Since I want a record of this journey I will blog as I prepare for this. There is a six-week training program that I will do leading up to the race. But I need to get in shape for that, lol. So I will be working out 5 days a week for the next month to build up my stamina.  In March I want to incorporate some hard core strength/endurance training leading into the six-week training. Something like P90x (terrified). I am ready to do this!

SUCCESS!!

I did it! I ate completely health yesterday! I feel great and I am looking forward to today!

List 5 reasons that keeps you motivated to continue working out and eating right:

1. I blog and re-read my posts so I can remember all the emotions I have experience during this journey and stop living in denial.

2. I use my Wii to keep myself interested in working out because the gym can get boring.

3. I think about my DC/NYC vacation this fall and how I want to be able to walk around and see everything without getting tired or drenched in sweat.

4. I look at the dress I want to wear on NYE. I haven’t worn a dress in years and I have never gone out on NYE. Excited!

5. I want to live a long, happy life.
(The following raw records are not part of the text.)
PR #250, opened 2022-08-20
Added support of collection initializer syntax.

holdenmai:
Implementation of collection initializer syntax support for constructor #194   Managed to somehow close the original PR on accident during rebase operation [pull 246](https://github.com/dynamicexpresso/DynamicExpresso/pull/246), but all comments have now been resolved.

You can now write

```
target.Reference(typeof(System.Collections.Generic.List<>));
var intList = target.Eval<System.Collections.Generic.List<int>>("new List<int>(){1, 2, 3, 4, 5}");
Assert.AreEqual(5, intList.Count);
for (int i = 0; i < intList.Count; ++i)
{
    Assert.AreEqual(i + 1, intList[i]);
}
or 
 target.Eval<System.Collections.Generic.List<string>>("new List<string>(){string.Empty}");
```

as well as implementations supporting multiple parameters in the Add method such as 

`new MyClassAdder(){{ 1, 2, 3, 4, 5},{\"6\" },7	}`
and
`new Dictionary<int, string>(){{1, \"1\"}, {2, \"2\"}, {3, \"3\"}, {4, \"4\"}, {5, \"5\"}}`

Reference to method parameters is also supported like below

`target.Eval<System.Collections.Generic.List<string>>("new List<string>(){StrProp = string.Empty}", new Parameter("StrProp", "0"))
target.Eval<System.Collections.Generic.List<string>>("new List<string>(){StrValue()}", new Parameter("StrValue", new Func<string>(() => "Func")))`

### DIFF
--- a/src/DynamicExpresso.Core/Parsing/Parser.cs
+++ b/src/DynamicExpresso.Core/Parsing/Parser.cs
@@ -1268,13 +1268,9 @@ namespace DynamicExpresso.Parsing
 				}
 				else if (_token.id != TokenId.Equal || _arguments.TryGetIdentifier(propertyOrFieldName, out _) || _arguments.TryGetParameters(propertyOrFieldName, out _))
 				{
-					SetTextPos(pos);
-					NextToken();
 					ParseCollectionInitalizer(newType, pos, bindingList, actions, instance, allowCollectionInit);
 					return;
 				}
-				SetTextPos(pos);
-				NextToken();
 			}
 			if (member == null)
 			{
--- a/src/DynamicExpresso.Core/Parsing/Parser.cs
+++ b/src/DynamicExpresso.Core/Parsing/Parser.cs
@@ -1,4 +1,5 @@
 using System;
+using System.Collections;
 using System.Collections.Generic;
 using System.Dynamic;
 using System.Globalization;
@@ -1193,11 +1194,10 @@ namespace DynamicExpresso.Parsing
 			var constructor = applicableConstructors[0];
 			var newExpr = Expression.New((ConstructorInfo)constructor.MethodBase, constructor.PromotedParameters);
 
-			var memberBindings = new MemberBinding[0];
 			if (_token.id == TokenId.OpenCurlyBracket)
-				memberBindings = ParseObjectInitializer(newType);
+				return ParseWithObjectInitializer(newExpr, newType);
 
-			return Expression.MemberInit(newExpr, memberBindings);
+			return newExpr;
 		}
 
 		private Expression[] ParseArrayInitializerList()
@@ -1207,41 +1207,134 @@ namespace DynamicExpresso.Parsing
 				allowTrailingComma: true);
 		}
 
-		private MemberBinding[] ParseObjectInitializer(Type newType)
+		private Expression ParseWithObjectInitializer(NewExpression newExpr, Type newType)
 		{
 			ValidateToken(TokenId.OpenCurlyBracket, ErrorMessages.OpenCurlyBracketExpected);
 			NextToken();
-			var bindings = ParseMemberInitializerList(newType);
+			var initializedInstance = ParseMemberAndInitializerList(newExpr, newType);
 			ValidateToken(TokenId.CloseCurlyBracket, ErrorMessages.CloseCurlyBracketExpected);
 			NextToken();
-			return bindings;
+			return initializedInstance;
 		}
 
-		private MemberBinding[] ParseMemberInitializerList(Type newType)
+		private Expression ParseMemberAndInitializerList(NewExpression newExpr, Type newType)
 		{
+			var originalPos = _token.pos;
 			var bindingList = new List<MemberBinding>();
+			var actions = new List<Expression>();
+			var instance = Expression.Variable(newType);
+			var allowCollectionInit = typeof(IEnumerable).IsAssignableFrom(newType);
 			while (true)
 			{
 				if (_token.id == TokenId.CloseCurlyBracket) break;
-				ValidateToken(TokenId.Identifier, ErrorMessages.IdentifierExpected);
-
-				var propertyOrFieldName = _token.text;
-				var member = FindPropertyOrField(newType, propertyOrFieldName, false);
-				if (member == null)
-					throw CreateParseException(_token.pos, ErrorMessages.UnknownPropertyOrField, propertyOrFieldName, GetTypeName(newType));
-
-				NextToken();
-
-				ValidateToken(TokenId.Equal, ErrorMessages.EqualExpected);
-				NextToken();
-
-				var value = ParseExpressionSegment();
-				bindingList.Add(Expression.Bind(member, value));
-
+				if (_token.id != TokenId.Identifier)
+				{
+					ParseCollectionInitalizer(newType, originalPos, bindingList, actions, instance, allowCollectionInit);
+				}
+				else
+				{
+					ParsePossibleMemberBinding(newType, originalPos, bindingList, actions, instance, allowCollectionInit);
+				}
 				if (_token.id != TokenId.Comma) break;
 				NextToken();
 			}
-			return bindingList.ToArray();
+			if (bindingList.Count == 0)
+			{
+				actions.Insert(0, Expression.Assign(instance, newExpr));
+				actions.Add(instance);
+				return Expression.Block(new ParameterExpression[] { instance }, actions);
+			}
+			return Expression.MemberInit(newExpr, bindingList.ToArray());
+		}
+
+		private void ParsePossibleMemberBinding(Type newType, int originalPos, List<MemberBinding> bindingList, List<Expression> actions, ParameterExpression instance, bool allowCollectionInit)
+		{
+			ValidateToken(TokenId.Identifier, ErrorMessages.IdentifierExpected);
+
+			var propertyOrFieldName = _token.text;
+			var member = FindPropertyOrField(newType, propertyOrFieldName, false);
+			var pos = _token.pos;
+			if (allowCollectionInit)
+			{
+				NextToken();
+				//new T(){Prop = 1}
+				//new T(){variable = 2}
+				if (_token.id == TokenId.Equal && member != null)
+				{
+					if (actions.Count > 0)
+					{
+						throw CreateParseException(pos, ErrorMessages.InvalidInitializerMemberDeclarator);
+					}
+				}
+				else if (_token.id != TokenId.Equal || _arguments.TryGetIdentifier(propertyOrFieldName, out _) || _arguments.TryGetParameters(propertyOrFieldName, out _))
+				{
+					SetTextPos(pos);
+					NextToken();
+					ParseCollectionInitalizer(newType, pos, bindingList, actions, instance, allowCollectionInit);
+					return;
+				}
+				SetTextPos(pos);
+				NextToken();
+			}
+			if (member == null)
+			{
+				throw CreateParseException(pos, ErrorMessages.UnknownPropertyOrField, propertyOrFieldName, GetTypeName(newType));
+			}
+			NextToken();
+
+			ValidateToken(TokenId.Equal, ErrorMessages.EqualExpected);
+			NextToken();
+
+			var value = ParseExpressionSegment();
+			bindingList.Add(Expression.Bind(member, value));
+		}
+
+		private void ParseCollectionInitalizer(Type newType, int originalPos, List<MemberBinding> bindingList, List<Expression> actions, ParameterExpression instance, bool allowCollectionInit)
+		{
+			if (!allowCollectionInit)
+			{
+				throw CreateParseException(_token.pos, ErrorMessages.CollectionInitializationNotSupported, newType, typeof(IEnumerable));
+			}
+			if (bindingList.Count > 0)
+			{
+				throw CreateParseException(originalPos, ErrorMessages.InvalidInitializerMemberDeclarator);
+			}
+			if (_token.id == TokenId.OpenCurlyBracket)
+			{
+				var pos = _token.pos;
+				NextToken();
+
+				if (_token.id == TokenId.Identifier)
+				{
+					var identifierName = _token.text;
+					NextToken();
+					if (_token.id == TokenId.Equal && !_arguments.TryGetIdentifier(identifierName, out _) && !_arguments.TryGetParameters(identifierName, out _))
+					{
+						throw CreateParseException(_token.pos, ErrorMessages.InvalidInitializerMemberDeclarator);
+					}
+					else
+					{
+						SetTextPos(pos);
+						NextToken();
+					}
+				}
+				else
+				{
+					SetTextPos(pos);
+					ParseExpressionSegment();
+				}
+				actions.Add(ParseMethodInvocation(newType, instance, _token.pos, "Add", TokenId.OpenCurlyBracket, ErrorMessages.OpenCurlyBracketExpected, TokenId.CloseCurlyBracket, ErrorMessages.CloseCurlyBracketExpected));
+			}
+			else
+			{
+				var args = new[] { ParseExpressionSegment() };
+				var addMethod = ParseNormalMethodInvocation(newType, instance, _token.pos, "Add", args);
+				if (addMethod == null)
+				{
+					throw CreateParseException(_token.pos, ErrorMessages.UnableToFindAppropriateAddMethod, GetTypeName(newType));
+				}
+				actions.Add(addMethod);
+			}
 		}
 
 		private Expression ParseLambdaInvocation(LambdaExpression lambda, int errorPos)
@@ -1573,7 +1666,12 @@ namespace DynamicExpresso.Parsing
 
 		private Expression ParseMethodInvocation(Type type, Expression instance, int errorPos, string methodName)
 		{
-			var args = ParseArgumentList();
+			return ParseMethodInvocation(type, instance, errorPos, methodName, TokenId.OpenParen, ErrorMessages.OpenParenExpected, TokenId.CloseParen, ErrorMessages.CloseParenOrCommaExpected);
+
+		}
+		private Expression ParseMethodInvocation(Type type, Expression instance, int errorPos, string methodName, TokenId open, string openExpected, TokenId close, string closeExpected)
+		{
+			var args = ParseArgumentList(open, openExpected, close, closeExpected);
 
 			var methodInvocationExpression = ParseNormalMethodInvocation(type, instance, errorPos, methodName, args);
 			if (methodInvocationExpression == null && instance != null)
--- a/src/DynamicExpresso.Core/Parsing/Parser.cs
+++ b/src/DynamicExpresso.Core/Parsing/Parser.cs
@@ -1268,9 +1268,13 @@ namespace DynamicExpresso.Parsing
 				}
 				else if (_token.id != TokenId.Equal || _arguments.TryGetIdentifier(propertyOrFieldName, out _) || _arguments.TryGetParameters(propertyOrFieldName, out _))
 				{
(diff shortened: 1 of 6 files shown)


src/DynamicExpresso.Core/Parsing/Parser.cs
```diff
@@ -1207,41 +1207,126 @@ private Expression[] ParseArrayInitializerList()
...
+			return initializedInstance;
 		}
 
-		private MemberBinding[] ParseMemberInitializerList(Type newType)
+		private Expression ParseMemberAndInitializerList(NewExpression newExpr, Type newType)
 		{
+			var originalPos = _token.pos;
 			var bindingList = new List<MemberBinding>();
+			var actions = new List<Expression>();
+			ParameterExpression instance = Expression.Variable(newType);
```
metoule, line 1225: Please  always use var :)

test/DynamicExpresso.UnitTest/ConstructorTest.cs
```diff
@@ -179,6 +179,84 @@ public void Array_multi_dimension_constructor()
...
+			}
+			Assert.AreEqual("6", l.StrProp);
+			Assert.AreEqual(7, l.IntField);
+		}
+
+
+		[Test]
+		public void Ctor_NewMyClassWithCross()
+		{
+			string StrProp = "";
```
metoule, line 214: Please always use var, and use `string.Empty`  insteaf of `""`

test/DynamicExpresso.UnitTest/ConstructorTest.cs
```diff
@@ -179,6 +179,84 @@ public void Array_multi_dimension_constructor()
...
+			var mc = new MyClassAdder()
+			{
+				{1,2,3 },
+				{StrProp = "6" }
+			};
+			if (StrProp == "6")
+			{
+
+			}
```
metoule, line 223: Can be removed

test/DynamicExpresso.UnitTest/ConstructorTest.cs
```diff
@@ -179,6 +179,84 @@ public void Array_multi_dimension_constructor()
...
+			var target = new Interpreter();
+			target.Reference(typeof(MyClassAdder));
+			Assert.DoesNotThrow(() => target.Eval<MyClassAdder>("new MyClassAdder(){{ 1, 2, 3, 4, 5},{StrProp = \"6\" },7}", new Parameter("StrProp", "0")));
+			Assert.DoesNotThrow(() => target.Eval<MyClassAdder>("new MyClassAdder(){{ 1, 2, 3, 4, 5},StrProp = \"6\",7}", new Parameter("StrProp", "0")));
```
metoule, line 227: If it's not expected to throw, can you instead test the expected results? In particular, that the expected value of StrProp is "6"?

test/DynamicExpresso.UnitTest/ConstructorTest.cs
```diff
@@ -179,6 +179,84 @@ public void Array_multi_dimension_constructor()
...
+			var target = new Interpreter();
+			target.Reference(typeof(System.Collections.Generic.List<>));
+			var list = target.Eval<System.Collections.Generic.List<string>>("new List<string>(){string.Empty}");
+			Assert.AreEqual(1, list.Count);
+			for (int i = 0; i < list.Count; ++i)
+			{
+				Assert.AreSame(string.Empty, list[i]);
+			}
+			Assert.DoesNotThrow(() => target.Eval<System.Collections.Generic.List<string>>("new List<string>(){StrProp = string.Empty}", new Parameter("StrProp", "0")));
+			Assert.DoesNotThrow(() => target.Eval<System.Collections.Generic.List<string>>("new List<string>(){StrValue()}", new Parameter("StrValue", new Func<string>(() => "Func"))));
```
metoule, line 256: Please check the expected values.

test/DynamicExpresso.UnitTest/ConstructorTest.cs
```diff
@@ -179,6 +179,84 @@ public void Array_multi_dimension_constructor()
...
+			Assert.DoesNotThrow(() => target.Eval<MyClassAdder>("new MyClassAdder(){{ 1, 2, 3, 4, 5},StrProp = \"6\",7}", new Parameter("StrProp", "0")));
+			Assert.DoesNotThrow(() => target.Eval<MyClassAdder>("new MyClassAdder(){{ 1, 2, 3, 4, 5},string.Empty, 7}"));
+			Assert.Throws<ParseException>(() => target.Eval<MyClassAdder>("new MyClassAdder(){{ 1, 2, 3, 4, 5},{StrProp = \"6\" },7	}"));
+		}
+		[Test]
+		public void Ctor_NewListWithItems()
+		{
+			var target = new Interpreter();
+			target.Reference(typeof(System.Collections.Generic.List<>));
+			var intList = target.Eval<System.Collections.Generic.List<int>>("new List<int>(){1, 2, 3, 4, 5}");
```
metoule, line 236: Can you add a test with a property access? For example, replace 5 with `int.MaxValue`, or a parameter? To ensure you can use any expression (I saw the next test uses a method call, but one more test won't hurt).

src/DynamicExpresso.Core/Parsing/Parser.cs
```diff
@@ -1207,41 +1207,126 @@ private Expression[] ParseArrayInitializerList()
...
+						this._arguments.TryGetIdentifier(_token.text, out _)
+							||
+						FindPropertyOrField(newType, _token.text, false) == null)
+				{
+					ParseCollectionInitalizer(newExpr, newType, originalPos, bindingList, actions, instance, allowCollectionInit);
+					return;
+				}
+				else
+				{
+					throw CreateParseException(originalPos, ErrorMessages.InvalidInitializerMemberDeclarator);
```
metoule, line 1266: Can you please add a unit test for this exception?

src/DynamicExpresso.Core/Parsing/Parser.cs
```diff
@@ -1207,41 +1207,126 @@ private Expression[] ParseArrayInitializerList()
...
-				if (_token.id != TokenId.Comma) break;
+			var value = ParseExpressionSegment();
+			bindingList.Add(Expression.Bind(member, value));
+		}
+
+		private void ParseCollectionInitalizer(NewExpression newExpr, Type newType, int originalPos, List<MemberBinding> bindingList, List<Expression> actions, ParameterExpression instance, bool allowCollectionInit)
+		{
+			if (!allowCollectionInit)
+			{
+				throw CreateParseException(_token.pos, ErrorMessages.CollectionInitializationNotSupported, newType, typeof(IEnumerable));
```
metoule, line 1303: Please add a unit test for this.

src/DynamicExpresso.Core/Parsing/Parser.cs
```diff
@@ -1207,41 +1207,126 @@ private Expression[] ParseArrayInitializerList()
...
+			}
+			
+			if (bindingList.Count > 0)
+			{
+				throw CreateParseException(originalPos, ErrorMessages.InvalidInitializerMemberDeclarator);
```
metoule, line 1308: Please add a unit test for this.

src/DynamicExpresso.Core/Parsing/Parser.cs
```diff
@@ -1207,41 +1207,126 @@ private Expression[] ParseArrayInitializerList()
...
+			{
+				var pos = _token.pos;
+				if (allowCollectionInit)
+				{
+					NextToken();
+					if (_token.id != TokenId.Equal || _arguments.TryGetIdentifier(propertyOrFieldName, out _) || _arguments.TryGetParameters(propertyOrFieldName, out _))
+					{
+						SetTextPos(pos);
+						NextToken();
+						actions.Add(ParseNormalMethodInvocation(newType, instance, _token.pos, "Add", new[] { ParseExpressionSegment() }));
```
metoule, line 1283: Should call `ParseCollectionInitalizer`

src/DynamicExpresso.Core/Parsing/Parser.cs
```diff
@@ -1207,41 +1207,126 @@ private Expression[] ParseArrayInitializerList()
...
+			if (_token.id == TokenId.OpenCurlyBracket)
+			{
+				var pos = _token.pos;
 				NextToken();
+				if (_token.id == TokenId.Identifier)
+				{
+					if (!_arguments.TryGetIdentifier(_token.text, out var _) && !_arguments.TryGetParameters(_token.text, out var _))
+					{
+						throw CreateParseException(_token.pos, ErrorMessages.InvalidInitializerMemberDeclarator);
+					}
```
metoule, line 1319: I think this will prevent class constants from being used, such as `string.Empty`.

metoule (commented):
That looks really good! Apart from a few nitpicks, I'd recommend adding more tests, mostly to test the various possible exceptions. Also, I believe the current implementation can't parse `new List<string> { { string.Empty } }`.

test/DynamicExpresso.UnitTest/ConstructorTest.cs
holdenmai: Incorporated in latest update

test/DynamicExpresso.UnitTest/ConstructorTest.cs
holdenmai: Incorporated in latest update

test/DynamicExpresso.UnitTest/ConstructorTest.cs
holdenmai: Added more positive and negative testing around generic list creation.

src/DynamicExpresso.Core/Parsing/Parser.cs
holdenmai: Cleaned up the logic around transitioning over to collection init from member init process.

holdenmai:
I have added scenarios within the differing unit tests to cover each of the cases mentioned.  Is it preferred that they become standalone cases to better show what negative case they are trying to cover?

davideicardi:
Thank you @holdenmai 

> Is it preferred that they become standalone cases to better show what negative case they are trying to cover?
Yes, maybe having separate tests would be better... or try to simplify/explain better the existing ones.

holdenmai:
I have reorganized the unit tests to better show the different scenarios being covered.

davideicardi:
LGTM!

@metoule ? 

There is just 3 conversations still open that I'm not sure if they are now resolved ...

src/DynamicExpresso.Core/Parsing/Parser.cs
holdenmai: Covered by Ctor_CannotUseCollectionInitDoesNotImplementIEnumerable test

src/DynamicExpresso.Core/Parsing/Parser.cs
holdenmai: covered in multiple tests under Ctor_InvalidInitializerMemberDeclarator test

src/DynamicExpresso.Core/Parsing/Parser.cs
holdenmai: The scenario of class constants has been checked in a couple different tests.
See Ctor_NewMyClass_ExpectedValues and Ctor_NewListWithItems for validation of different ways of referencing those values.

test/DynamicExpresso.UnitTest/ConstructorTest.cs
davideicardi: @holdenmai I think this is the last missing test. Or it is already done?

holdenmai: the Ctor_NewListWithItems has a lot of different tests calling out to different "constants", both direct and referencing out to int.MaxValue.

and Ctor_NewListWithString also contains references to using parameters.

src/DynamicExpresso.Core/Parsing/Parser.cs
```diff
@@ -1207,41 +1207,134 @@ private Expression[] ParseArrayInitializerList()
...
+				{
+					if (actions.Count > 0)
+					{
+						throw CreateParseException(pos, ErrorMessages.InvalidInitializerMemberDeclarator);
+					}
+				}
+				else if (_token.id != TokenId.Equal || _arguments.TryGetIdentifier(propertyOrFieldName, out _) || _arguments.TryGetParameters(propertyOrFieldName, out _))
+				{
+					SetTextPos(pos);
+					NextToken();
```
metoule, line 1272: Aren't these two operations NOP?

src/DynamicExpresso.Core/Parsing/Parser.cs
```diff
@@ -1207,41 +1207,134 @@ private Expression[] ParseArrayInitializerList()
...
+					ParseCollectionInitalizer(newType, pos, bindingList, actions, instance, allowCollectionInit);
+					return;
+				}
+				SetTextPos(pos);
 				NextToken();
```
metoule, line 1277: Aren't these two operations NOP?

test/DynamicExpresso.UnitTest/ConstructorTest.cs
```diff
@@ -179,6 +180,148 @@ public void Array_multi_dimension_constructor()
...
+		[Test]
+		public void Ctor_NewMyClass_CanStillUseMemberSyntax()
+		{
+			var target = new Interpreter();
+			target.Reference(typeof(MyClassAdder));
+			target.Reference(typeof(MyClass));
+			Assert.AreEqual(
+				new MyClassAdder() { StrProp = string.Empty, MyArr = new[] { 1, 2, 3, 4, 5 }, IntField = int.MinValue },
+				target.Eval<MyClassAdder>("new MyClassAdder() {StrProp = string.Empty, MyArr = new int[] {1, 2, 3, 4, 5}, IntField = int.MinValue }"));
+		}
```
metoule, line 236: Isn't this test case already handled by the previous test?

test/DynamicExpresso.UnitTest/ConstructorTest.cs
```diff
@@ -179,6 +180,148 @@ public void Array_multi_dimension_constructor()
...
+			target.Reference(typeof(MyClassAdder));
+			target.Reference(typeof(MyClass));
+			var strProp = new Parameter("StrProp", typeof(string).MakeByRefType(), "0");
+			var args = new object[]
+			{
+				strProp.Value
+			};
+			Assert.AreEqual(
+				new MyClassAdder() { { 1, 2, 3, 4, 5 }, "6", 7 },
+				target.Parse("new MyClassAdder(){{ 1, 2, 3, 4, 5},{StrProp = \"6\" },7}", strProp).Invoke(args));
```
metoule, line 218: Nice test case, it took me a while to understand that this is not assigning the `StrProp` property, but instead assigning a value to the ref parameter `StrProp`!!

test/DynamicExpresso.UnitTest/ConstructorTest.cs
```diff
@@ -179,6 +180,148 @@ public void Array_multi_dimension_constructor()
...
+			Ctor_NewListGeneric<object, object>("string.Empty", "int.MinValue");
+		}
+
+		[Test]
+		public void Ctor_NewListCantFindAddMethod()
+		{
+			var target = new Interpreter();
+			target.Reference(typeof(System.Collections.Generic.List<>));
+			Assert.Throws<ParseException>(() => target.Eval<System.Collections.Generic.List<int>>("string.Empty"));
+			Assert.Throws<ParseException>(() => target.Eval<System.Collections.Generic.List<string>>("int.MaxValue"));
```
metoule, line 274: I think you're missing the call to the List constructor here.

test/DynamicExpresso.UnitTest/ConstructorTest.cs
```diff
@@ -179,6 +180,148 @@ public void Array_multi_dimension_constructor()
...
+			//Create a random list of values to test.
+			var actual = new System.Collections.Generic.List<TObject>();
+			foreach (var v in items)
+			{
+				actual.Add(target.Eval<TObject>(v.Trim('}', '{')));
+			}
+			for (var min = 0; min < actual.Count; ++min)
+			{
+				for (var count = Math.Min(min, 1); count <= actual.Count - min; ++count)
+				{
```
metoule, line 292: What's the purpose of the two loops? Wouldn't be enough to just concat all the provided items?

test/DynamicExpresso.UnitTest/ConstructorTest.cs
```diff
@@ -179,6 +180,148 @@ public void Array_multi_dimension_constructor()
...
+		[Test]
+		public void Ctor_NewListCantFindAddMethod()
+		{
+			var target = new Interpreter();
+			target.Reference(typeof(System.Collections.Generic.List<>));
+			Assert.Throws<ParseException>(() => target.Eval<System.Collections.Generic.List<int>>("string.Empty"));
+			Assert.Throws<ParseException>(() => target.Eval<System.Collections.Generic.List<string>>("int.MaxValue"));
+		}
+
+		public void Ctor_NewListGeneric<TList, TObject>(params string[] items)
```
metoule, line 277: TList and TObject are always the same, so you could use a single generic argument.

test/DynamicExpresso.UnitTest/ParametersTest.cs
```diff
@@ -332,6 +332,7 @@ public void When_lambda_is_invoked_input_parameters_must_follow_in_the_same_orde
 			Assert.AreEqual(4, lambda.Invoke(1, 5));
 		}
 
+
```
metoule, line 335: The changes to this file can be reverted.

metoule:
Sorry for the late review! The code looks good to me, the test cases as well, I still have a few questions, but nothing major.

src/DynamicExpresso.Core/Parsing/Parser.cs
holdenmai: If I take that out, it ends up causing the (now fixed) Ctor_NewListCantFindAddMethod test to fail with "Expression Expected" instead of cannot find appropriate Add method

src/DynamicExpresso.Core/Parsing/Parser.cs
holdenmai: In the case of  being a Prop1 = "Value" in our parsing, the token is at =.  Calling this sets the token back to the Identifier Prop1.  
If this is not called, the NextToken call a couple lines below ends up advancing us to "Value"

test/DynamicExpresso.UnitTest/ConstructorTest.cs
holdenmai: Yes, missed in my splitting out of tests.

test/DynamicExpresso.UnitTest/ConstructorTest.cs
holdenmai: Yeah, this test was actually the one that caused me to raise #252 as I technically have no way of validating that it actually did the assign.

metoule: No, I don't think that's needed for now, it's really an edge case.

holdenmai: completed.

test/DynamicExpresso.UnitTest/ConstructorTest.cs
holdenmai: Correct

test/DynamicExpresso.UnitTest/ConstructorTest.cs
holdenmai: Updated

davideicardi (approved):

I know of I don’t get myself together and get healthy and fit, I won’t have lived up to my full potential.

Not as easy as it seems…

Yesterday I had a really good start, healthy morning. I bombed at lunch because I started snacking and I snacked all the way up to dinner. A couple of chips here, a couple of cookies there. I bought everything I would need to work…but went to the store and bought chips. Really disappointed in myself but it’s a new day and I’m starting over. Round 2

I have to figure out how to keep motivated and not get distracted by everyday issues. I feel great right now but I dont know how long this feeling will last and if I can get through the next bad moment without shoving junk in my face.

The scale is on the move!

Today marks my first weigh in and I have lost 5lbs! Very happy right now and this keeps me motivated to keep going. I have found a great fountain of support and I hope it will helpe during the slumps.

It’s day number 7 and I’m doing good but I can do better with my eating. But I’m not going to get down on myself about it. I’m will keep excercising and counting calories. I think we(big girls) have such a rigid attitude about dieting and excercising that we tend to set ourselves up for failure before we even start. No one eats perfect, completely healthy meals 24/7 365 days a year. If you are looking at a diet and you can’t honestly say you can eat this way for the rest of your life you need to reexamone your eating plan…at least I did. I want to lose weight and be healthy but I also want to live a normal life and not have food as the major factor. I plan to be brutally honest with myself regarding my food intake and my expectations.

Healthy Restart

It has been a great start to my new commitment. I am on Day 7 and I am proud to say that I have worked out on 6 of the seven days. I still have a way to go to but I’m just proud of myself for getting up every night and doing it after working a full day. My food intake could be better but it is a work in progress and I know that I will get it down. I have a specific goal in mind…I am going on vacation to DC and New York this fall and there will be a lot of walking around. I want to be in better shape by the time I go. I want to get to the point that I don’t sweat after leisurely walking and I don’t want to be so exhausted after minimal excercise. I will not focus on a clothing size or weight as an ideal which I think will take a lot of the pressure off and will hopefully cut down on my habit of self sabotage.